PR #3136, opened 2023-11-06
[REF] viewport: clean some dead code + improve typing

anhe-odoo:
## Task Description

This commit aims to remove some useless code in the viewports as well as change some typing like using DOMCoordinates and DOMDimension.

## Related Task
- Task: [3462055](https://www.odoo.com/web#id=3462055&action=333&active_id=2328&model=project.task&view_type=form&cids=1&menu_id=4720)

## review checklist

- [ ] exportable in excel
- [ ] unit tested
- [ ] clean commented code
- [ ] track breaking changes


src/helpers/internal_viewport.ts
```diff
@@ -153,7 +151,62 @@ export class InternalViewport {
...
+    this.adjustViewportZoneY();
+  }
+
+  /**
+   *
+   * @param zone
+   * @returns Computes the absolute coordinate of a given zone inside the viewport
+   */
+  getRect(zone: Zone): Rect | undefined {
+    const targetZone = intersection(zone, this);
```
hokolomopo, line 170: open question: is it worth to lose the git blame history just so the private and public methods are grouped together ?

LucasLefevre: > open question: is it worth to lose the git blame history just so the private and public methods are grouped together ?

Let's close the question: no, it's not worth it. It's much better to keep the diff history

That's one of the reason I don't like "sections" of code  with titles like `// private` where some methods are grouped together. The sections inevitably ends up being wrong.

Moving the methods for the sake of regrouping them also makes the review harder. Especially since it's mixed with other cleaning/fixes. I have to carefully compare each line before/after to check it anything changed

LucasLefevre (approved):
nice clean :)

rrahir:
@robodoo r+

PR #4272, opened 2024-05-27
[FIX] clipboard: do not change clipboard state on INSERT_CELLS

hokolomopo:
## Description

Commands `INSERT_CELLS`, `DELETE_CELLS`, `COPY_PASTE_CELLS_ABOVE`, and `COPY_PASTE_CELLS_ON_LEFT` and handled by the clipboard plugin. The problem is that since the last refactor of the clipboard plugin, these commands also invalidated the state of the copy/paste.

This commit fixes the issue by not changing the clipboard state when handling those commands.

Task: : [3874117](https://www.odoo.com/web#id=3874117&action=333&active_id=2328&model=project.task&view_type=form&cids=1&menu_id=4720)

## review checklist

- [ ] exportable in excel
- [ ] unit tested
- [ ] clean commented code
- [ ] track breaking changes

### DIFF
--- a/src/types/clipboard.ts
+++ b/src/types/clipboard.ts
@@ -8,9 +8,9 @@ export enum ClipboardMIMEType {
 export type ClipboardContent = { [type in ClipboardMIMEType]?: string };
 
 export interface ClipboardOptions {
+  isCutOperation: boolean;
   pasteOption?: ClipboardPasteOptions;
   selectTarget?: boolean;
-  isCutOperation?: boolean;
 }
 export type ClipboardPasteOptions = "onlyFormat" | "asValue";
 export type ClipboardOperation = "CUT" | "COPY";
--- a/src/clipboard_handlers/sheet_clipboard.ts
+++ b/src/clipboard_handlers/sheet_clipboard.ts
@@ -6,7 +6,6 @@ type ClipboardContent = {
   cells: any[][];
   zones: Zone[];
   sheetId: UID;
-  isCutOperation: boolean;
 };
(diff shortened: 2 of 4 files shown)


src/types/clipboard.ts
```diff
@@ -10,7 +10,7 @@ export type ClipboardContent = { [type in ClipboardMIMEType]?: string };
 export interface ClipboardOptions {
   pasteOption?: ClipboardPasteOptions;
   selectTarget?: boolean;
-  isCutOperation?: boolean;
+  isCutOperation: boolean;
```
rrahir, line 13: nitpick, we could move this at the top of the interface declaration since it's mandatory

rrahir (commented):
👍  I juste have a question. The task also refers to the command INSERT_CELL being an issue and I don't see a test regarding this. I have tested a bit on saas-17.2 and it doesn't seem buggy. Do you confirm that it was working properly before the fix?

rrahir:
Don't know how I f*'d my test but yes pretty broken. I also missed the insertcell test but to be fair, you test 2 different commands in the same test, I was expecting 2 different tests.

hokolomopo:
> Don't know how I f*'d my test but yes pretty broken. I also missed the insertcell test but to be fair, you test 2 different commands in the same test, I was expecting 2 different tests.

Delete_cells and insert_cells are kinda related so I didn't bother doing two separate tests, but I can split the tests if you want

rrahir:
@robodoo r+

PR #4280, opened 2024-05-27
[FIX] xlsx: Skip non-exported formula with no result

rrahir:
Our library, as long as Google Sheet, support the ability to manipulate apples and oranges (e.g. A1: "" , A2: =A1+2 - will work and yield 2 in our library) while Excel will reject it.

This revision adds some compatibility with the Excel export. In the case of a non-exportable formula which returns nothing as in : a falsy value which retains no information.

There are three types of falsy values:
- FALSE
- 0
- an empty string `""`

The two first cases contain information, as they can be the result nad boolean data. The third case could only be an empty formula result or the result of a string manipulation but in both cases, the information is the same as in an empty cell.
As such, this revision targets empty strings and skips them during the export (again only when they result from a formula non supported by Excel).

Task: 3491974

## Description:

## review checklist

- [ ] exportable in excel
- [ ] unit tested
- [ ] clean commented code
- [ ] track breaking changes


LucasLefevre (approved):
robodoo r+

PR #4296, opened 2024-05-28
[FIX] border: bottom sheet borders removed on DELETE_ROWS

Rachico:
### [FIX] border: bottom sheet borders removed on DELETE_ROWS

Problem
-----
Before this commit, when we add border at the bottom of the sheet (at very the last rows), if we delete some rows in a position before the border, some/all border disappear. The reason being that the sheet plugin updates the total rows before we loop through them to shift the border.

Solution
------
This commit fixes this behaviour by adding the total deleted rows to the loop that takes care of shifting the borders.

Task: [3911695](https://www.odoo.com/web#id=3911695&action=333&active_id=2328&model=project.task&view_type=form&cids=1&menu_id=4720)

## review checklist

- [ ] exportable in excel
- [ ] unit tested
- [ ] clean commented code
- [ ] track breaking changes

### DIFF
--- a/src/plugins/core/borders.ts
+++ b/src/plugins/core/borders.ts
@@ -105,7 +105,7 @@ export class BordersPlugin extends CorePlugin<BordersPluginState> implements Bor
           if (cmd.dimension === "COL") {
             this.shiftBordersHorizontally(cmd.sheetId, el + 1, -1);
           } else {
-            this.shiftBordersVertically(cmd.sheetId, el + 1, -1);
+            this.shiftBordersVertically(cmd.sheetId, el + 1, -1, cmd.elements.length);
           }
         }
         break;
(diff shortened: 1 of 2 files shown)


src/plugins/core/borders.ts
```diff
@@ -329,7 +330,7 @@ export class BordersPlugin extends CorePlugin<BordersPluginState> implements Bor
         destructive: false,
       });
     }
-    this.getRowsRange(sheetId)
+    range(0, this.getters.getNumberRows(sheetId) + totalDeletedRows + 1)
```
anhe-odoo, line 333: It seems a bit strange that we need something different here than for columns removing, while it should probably be done in the same way :/
We can maybe use something like the `this.getColumnsWithBorders(sheetId)` method used in the `shiftBordersHorizontally`, to avoid adding a parameter in this method, with something like
```js
  private getRowsWithBorders(sheetId: UID): HeaderIndex[] {
    const sheetBorders = this.borders[sheetId]?.filter(isDefined);
    if (!sheetBorders) return [];
    return Object.keys(sheetBorders[0]).map((index) => parseInt(index, 10));
  }
```
(juste make sure taking the first item of `sheetBorders` is enough)
Any idea about this suggestion @rrahir ?

anhe-odoo (changes requested):

src/plugins/core/borders.ts
rrahir: @anhe-odoo Agreed, there doesn't seem to be a good reason not to use the same approach for both the columns and rows. The suggested `getRowsWithBorders` seems good :)

tests/borders/border_plugin.test.ts
```diff
@@ -595,6 +596,17 @@ describe("Grid manipulation", () => {
     expect(getBorder(model, "A2")).toEqual({ top: b });
   });
 
+  test("Remove multiple rows before borders at the bottom of the sheet", () => {
+    createSheet(model, { activate: true, sheetId: "sh1", rows: 5, cols: 2 });
```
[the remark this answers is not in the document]
rrahir: Thought I had left a comment here: Pretty sure we can do without the createSheet. We should simply add the borders on the last rows (i.e. index 98 and 99) while deleting the first 2 rows.

Rachico:
New PR targeting 15.0: https://github.com/odoo/o-spreadsheet/pull/4325

PR #4297, opened 2024-05-29
[PERF] evaluation: faster spreading

LucasLefevre:
## Description:

This commit improves the speed of spreading a large array formula result.

Reference a large zone `=transpose(transpose(A1:E3000))`

before: 1.22s
after:  387ms

Instanciating a PositionSet is not free (it allocates memory)

Here, PositionSets were used but the properties of sets are actually not used
(uniquness of values in the set, O(1) lookup), and we add each position
only once and we never have to check if a position is in the set.
Using a simple arry is perfectly fine.

## review checklist

- [ ] exportable in excel
- [ ] unit tested
- [ ] clean commented code
- [ ] track breaking changes


rrahir:
@robodoo r+

PR #4298, opened 2024-05-29
[FIX] composer: Prevent default paste in composer

rrahir:
Steps to reproduce:
- click on the column A
- copy/paste the column -> the layout is broken, some divs were shifted up and are hidden by the topbar. Namely, The column header is not visible anymore.

This issue is related to the one addressed in this pr[^1]. While we would prevent the handling of `insertFromPaste` inputs, the default browser behaviour would still occur and modify the `contentEditableHelper`. This would trigger a replacement of some components DOM elements, notably the header overlay. Since, from a position POV, the canvas is positioned just below the said overlay, it was also shifted.

This revision is taking a more aggressive approach than the one in [^1], we stop the paste event totally (not just the following input) in the composer when we are not editing.

[^1]: https://github.com/odoo/o-spreadsheet/pull/2254

Task: 3864000

## Description:

## review checklist

- [ ] exportable in excel
- [ ] unit tested
- [ ] clean commented code
- [ ] track breaking changes

### DIFF
--- a/tests/components/composer.test.ts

......

# EXERCISE INSTRUCTIONS
Search the material above for the word "model", then copy each line that holds it.

# SOLVED EXERCISE
- Task: [3462055](https://www.odoo.com/web#id=3462055&action=333&active_id=2328&model=project.task&view_type=form&cids=1&menu_id=4720)
Task: : [3874117](https://www.odoo.com/web#id=3874117&action=333&active_id=2328&model=project.task&view_type=form&cids=1&menu_id=4720)
Task: [3911695](https://www.odoo.com/web#id=3911695&action=333&active_id=2328&model=project.task&view_type=form&cids=1&menu_id=4720)
     expect(getBorder(model, "A2")).toEqual({ top: b });
+    createSheet(model, { activate: true, sheetId: "sh1", rows: 5, cols: 2 });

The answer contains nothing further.